When the war is over

I miss things. I miss having a drink at a pub or bar or going out for dinner. I miss the footy. I miss the random conversations and interactions. I miss women. I miss being spontaneous and doing things on a whim. I miss the CBD, though not completely, and the hustle and activity of it. I miss my friends.

There’s a lot of things I don’t miss. I don’t miss the morning train or the feeling of being on a programmed routine. I don’t miss the dull meetings (though I now have frustrating online meetings instead). I don’t miss the general rush. I don’t miss dressing up for work, or the ironing that goes with it. I don’t miss the meaningless expense. I don’t miss the crush.

I like how this whole thing has opened up conversation, even if we do it remotely now. I like how each morning now I wake up and can spend a civilised hour catching up on the news and reading instead of getting ready and travelling to work. I like being close to Rigby, and he likes it too.

Unlike a lot, I’m thriving in this period of isolation. It’s a long way from ideal, and I pointed out what I’m missing, but when it all ends, there’ll be things I’ll be sad to leave behind. If some are struggling now, I think many others have gained a new appreciation of what they can do. As I keep saying, when we go back, it’ll be different, if only for the fact that we’ll know the difference.

I could handle working from home much more regularly once we return.

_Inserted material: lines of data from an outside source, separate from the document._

PR #205, opened 2026-07-14
fix(electron): quit when either top-level window closes

### LINKED ISSUE #193: DX: closing the Control Window doesn't quit the app (no window-all-closed handler)
**Type: dx · Priority: low**

While fixing #88 (stream window close/quit behavior), noticed a related gap: `ControlWindow` emits a `close` event (`ControlWindow.ts:31`, `this.win.on('close', () => this.emit('close'))`), but `main/index.ts` never listens for it. Closing just the control window currently does nothing beyond destroying that window -- the app keeps running with no obvious way to quit other than closing the (possibly hidden, on macOS) stream window.

There is also no `app.on('window-all-closed', ...)` handler, so the standard Electron convention of quitting once every window is closed (non-macOS) isn't implemented at the app level; the app currently only quits by reacting to the stream window specifically.

**Desired** — decide and implement one of:
- Wire `controlWindow.on('close', ...)` to the same quit path as the stream window (so closing either window quits, mirroring apps with multiple top-level windows), and/or
- Add a proper `app.on('window-all-closed', ...)` handler (quit on non-macOS when all windows are gone) so quitting isn't tied to one specific window.

_Source: follow-up from #88 (PR #191)_

NilsR0711:
## Problem

`ControlWindow` emits a `close` event (`ControlWindow.ts:31`), but `main/index.ts` never listened for it. Closing just the control window did nothing beyond destroying that window — the app kept running with no obvious way to quit other than closing the (possibly hidden, on macOS) stream window.

There was also no `app.on('window-all-closed', ...)` handler, so the standard Electron convention of quitting once every window is closed (non-macOS) wasn't implemented at the app level.

## Solution

- `ControlWindow` now forwards the underlying Electron `close` event (previously it emitted a bare `close` with no event object), matching the pattern `StreamWindow` already used. This lets listeners call `event.preventDefault()`.
- `main/index.ts` extracts the existing quit-or-hide logic (used for the stream window) into a shared `handleWindowClose(win, event)` helper and wires the control window's `close` event through it too. Closing either window now quits the app (non-macOS) or hides it (macOS, mirroring the stream window's convention), and `app.on('activate', ...)` re-shows both windows.
- Added `app.on('window-all-closed', ...)` as a standard-Electron-convention safety net: quits on non-macOS if every window is ever closed without already being wired into `handleWindowClose` (e.g. a future window).
- New pure `shouldQuitOnAllWindowsClosed(platform)` predicate in `windowCloseBehavior.ts`, alongside the existing `shouldHideInsteadOfQuit`, unit-tested the same way.

## Architecture decisions

- Reused the existing `shouldHideInsteadOfQuit` convention (hide on macOS, quit elsewhere) for the control window rather than inventing new behavior, so both top-level windows behave consistently.
- Followed the repo's existing testing pattern for Electron main-process code: extract pure, platform-driven predicates into `windowCloseBehavior.ts` and unit test those directly; the actual Electron wiring in `index.ts` mirrors the untested pattern already used for the stream window's close handling (also true of the merged #191), since it requires a live Electron runtime to exercise meaningfully.
- Added a `ControlWindow.test.ts` (none existed before) that models `BrowserWindow` as an `EventEmitter`, to directly cover the new close-event forwarding — this is real, previously-untested behavior, not just wiring.

## Testing performed

- `npm run format:check`, `npm run lint`, `npm run typecheck`, `npm run test` (all workspaces) — all green.
- New/updated tests: `windowCloseBehavior.test.ts` (`shouldQuitOnAllWindowsClosed`), `ControlWindow.test.ts` (close-event forwarding).

## Risks / breaking changes

None expected. Closing the control window now quits the app on Windows/Linux instead of silently doing nothing; this is the intended fix and matches how closing the stream window already behaves.

Closes #193

### DIFF
--- a/packages/streamwall/src/main/ControlWindow.test.ts
+++ b/packages/streamwall/src/main/ControlWindow.test.ts
@@ -1,0 +1,33 @@
+import EventEmitter from 'events'
+import { describe, expect, it, vi } from 'vitest'
+
+// ControlWindow pulls in Electron directly and via ./loadHTML. Model
+// BrowserWindow as a small EventEmitter so `win.on('close', ...)` wiring can
+// be exercised the same way the real window would drive it, without an
+// Electron runtime.
+class FakeBrowserWindow extends EventEmitter {
+  webContents = { send: vi.fn() }
+  removeMenu = vi.fn()
+}
+
+vi.mock('electron', () => ({
+  BrowserWindow: FakeBrowserWindow,
+  ipcMain: { handle: vi.fn() },
+}))
+
+vi.mock('./loadHTML', () => ({ loadHTML: vi.fn() }))
+
+const { default: ControlWindow } = await import('./ControlWindow')
+
+describe('ControlWindow close', () => {
+  it('forwards the underlying Electron close event so callers can preventDefault', () => {
+    const controlWindow = new ControlWindow()
+    const closeListener = vi.fn()
+    controlWindow.on('close', closeListener)
+
+    const fakeEvent = { preventDefault: vi.fn() }
+    controlWindow.win.emit('close', fakeEvent)
+
+    expect(closeListener).toHaveBeenCalledWith(fakeEvent)
+  })
+})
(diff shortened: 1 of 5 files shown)


NilsR0711:
Follow-up: #214 -- ControlWindow's `closable: false` may prevent the close-to-quit path added here from being reachable via the window's native close button under normal user interaction.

For me, the ideal split would be two days in the office and three at home each week. You need to get to the office sometimes. You need the face to face occasionally, and to do things with others. And it’s good to get out, to mix it with society. You need the hustle, need to go out and get coffee or maybe a drink after work. You need the vibe around you – just not every day.

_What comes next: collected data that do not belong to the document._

PR #210, opened 2026-07-14
test(control-server): cover WebSocket multiplexing and authorization gating

### LINKED ISSUE #52: Test control-server WebSocket multiplexing and message-authorization gating
**Priority: medium**

`packages/streamwall-control-server/src/index.ts` (530 lines) bridges one Streamwall socket to N clients and is the internet-facing trust boundary.

**Scope (integration, Vitest + real `ws`)** — start on port 0; connect a fake Streamwall socket + client sockets with role cookies; assert monitor/operator cannot `create-invite`/`browse` (dropped + logged), operator can `set-listening-view`, admin's broadcast includes `auth` while operator's does not, a second Streamwall connection is rejected, queued messages during async auth aren't dropped. Unit-test `queueWebSocketMessages` in isolation.

_Source: test analysis_

NilsR0711:
## Problem

`packages/streamwall-control-server/src/index.ts` bridges one Streamwall socket to N clients and is the internet-facing trust boundary, but its WebSocket multiplexing and role-based message-authorization gating had no dedicated test coverage.

## Solution

Two new test files, both using the existing `buildTestApp`/real-`ws` integration pattern already established in this package:

**`multiplexing.test.ts`** — boots a live control-server instance with a real Streamwall uplink and role-cookied clients, and asserts:
- an operator/monitor cannot `create-invite` or `browse`: the command is dropped, logged (`console.warn`), and never forwarded to the Streamwall uplink
- an operator *can* `set-listening-view`: it is forwarded as expected
- an admin's state broadcast includes the `auth` state; an operator's does not
- a second Streamwall connection is rejected while the first stays connected (and the rejection is logged)
- a state message sent immediately on connect is not dropped while the uplink's async token validation (scrypt) is still pending

**`queueWebSocketMessages.test.ts`** — unit-tests the message-queueing helper in isolation against a fake `EventEmitter`-based socket: buffering before a handler is attached, immediate delivery once attached, ordering across mixed queued/live delivery, and clearing the queue on close so a later handler never replays stale messages.

`queueWebSocketMessages` was exported (previously module-private) so it could be unit-tested directly, per the issue's request. No behavior change.

## Testing performed

- New tests pass locally (control-server: 85/85, full repo: 436/436)
- Sanity-checked the authorization tests against a mutated build (temporarily disabling the `roleCan` gate) to confirm they fail when the guarded behavior is broken, then restored
- `npm run format:check`, `npm run lint`, `npm run typecheck`, `npm test` (all workspaces), and `npm -w streamwall-control-client run build` all pass

## Risks / breaking changes

None — test-only change plus a single `export` keyword addition with no behavioral effect.

Closes #52

### DIFF
--- a/packages/streamwall-control-server/src/index.ts
+++ b/packages/streamwall-control-server/src/index.ts
@@ -243,7 +243,7 @@ declare module 'fastify' {
  * This is useful for async validation of the connection before handling messages,
  * because awaiting before adding a message event listener can drop messages.
  */
-function queueWebSocketMessages(ws: WebSocket) {
+export function queueWebSocketMessages(ws: WebSocket) {
   let queue: WebSocket.Data[] = []
   let messageHandler: ((rawData: WebSocket.Data) => void) | null = null
 
--- a/packages/streamwall-control-server/src/multiplexing.test.ts
+++ b/packages/streamwall-control-server/src/multiplexing.test.ts
@@ -1,0 +1,458 @@
+import assert from 'node:assert/strict'
+import { once } from 'node:events'
+import type { AddressInfo } from 'node:net'
+import { after, test } from 'node:test'
+import { setTimeout as delay } from 'node:timers/promises'
+import WebSocket from 'ws'
+
+import { buildTestApp } from './testHelpers.ts'
+
+const BASE_URL = 'http://localhost:3000'
+
+const VALID_STATE = {
+  identity: { role: 'admin' },
+  config: {
+    cols: 3,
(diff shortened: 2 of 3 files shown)


NilsR0711:
Follow-up (out of scope for this PR): #216 — consolidate the duplicated WebSocket test helpers (`recordJsonMessages`, `messageCollector`, uplink/client boot helpers) that are copy-pasted across this package's test files, now including `multiplexing.test.ts`.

What I’ve found in this period is that I work very effectively from home. I sort of knew that before when I did consulting, but it was never as full-on as this. I’m much more productive, and it’s a lot easier because I’m already home.

One of the things I’ve loved about this is that I’m eating properly. Real meals, and not the snacks I’d pick up working. I have time to plan and prepare ambitious meals, whereas before it was always a rush at the end of the day to get something ready. I love food, I love cooking, and so this is a real win – even if it means now that I’m eating too much. I love easing into the day as I do, and it feels healthy for a rounded mind. I’m not always on the go – I have time to slow and even pause. I’ve complained of weariness, and with good cause, but it occurred to me earlier today that I feel generally more healthy. Everything seems to be functioning as it should do.

Ideally, the cafes would be open. That’s a great way to break up a day working from home – stepping to get a late breakfast or working on wi-fi from a cafe for an hour or so. And then, at the end of a productive day, popping up the road to a wine bar. That will come, but for now, I make do with a glass of wine or G&T once 5 o’clock ticks over (12 mins away).

I think there’s an acceptance that work will be different after this for the likes of me. This has been an effective POC – we’ve done the hard work, we’ve set-up the systems, we’ve adjusted to the reality. From here, once life returns to some semblance of what used to be called normal, then it will be a doddle. I hope so, anyway.

And I mentioned, I love how so many minds have been opened by this situation. I used to lament the tedious and predictable conversation of days past, but the constraints that kept conversation dull have been busted wide open. We’ve been made to consider many unlikely possibilities, and the future remains unclear – but, here in Oz, at least, I think there’s some positivity about that as much as there is curiosity.

There’s a lot more, of course, and I suspect much will slide back into familiar routines when this is all over. But hopefully, we learn something too, and even grow a little.